[Start of section]
PR #1326, opened 2025-07-16
[async-job] E2E Test with Sample Job

Crazyglue:
## Description

This adds a somewhat manually run e2e test case for the sample job provided. It will (in-order):

1. Start a KinD cluster and load all dependent services (MR, Minio, Container Registry, etc)
2. Create some sample data in the MR Service (RegisteredModel, ModelVersion, and ModelArtifact)
3. Download a _tiny_ `.onnx` file (mnist) to local file system
4. Upload that `.onnx` file to the minio instance within the KinD cluster
5. Using the results from above, create a Kustomize patch-file to apply to the sample job manifest
6. Apply those manifests to kick off the Async Job
7. Awaits its completion (`10m` by default)

## How Has This Been Tested?
Locally by running the script and make commands against brand new KinD clusters

## Merge criteria:

If you have UI changes


manifests/kustomize/base/model-registry-deployment.yaml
[End of section]
# WORK ITEM:
Please restate the records word for word. Go from the first line to the line with "1. Start a KinD" and include both.

# WRITTEN SOLUTION:
PR #1326, opened 2025-07-16
[async-job] E2E Test with Sample Job

Crazyglue:
## Description

This adds a somewhat manually run e2e test case for the sample job provided. It will (in-order):

1. Start a KinD cluster and load all dependent services (MR, Minio, Container Registry, etc)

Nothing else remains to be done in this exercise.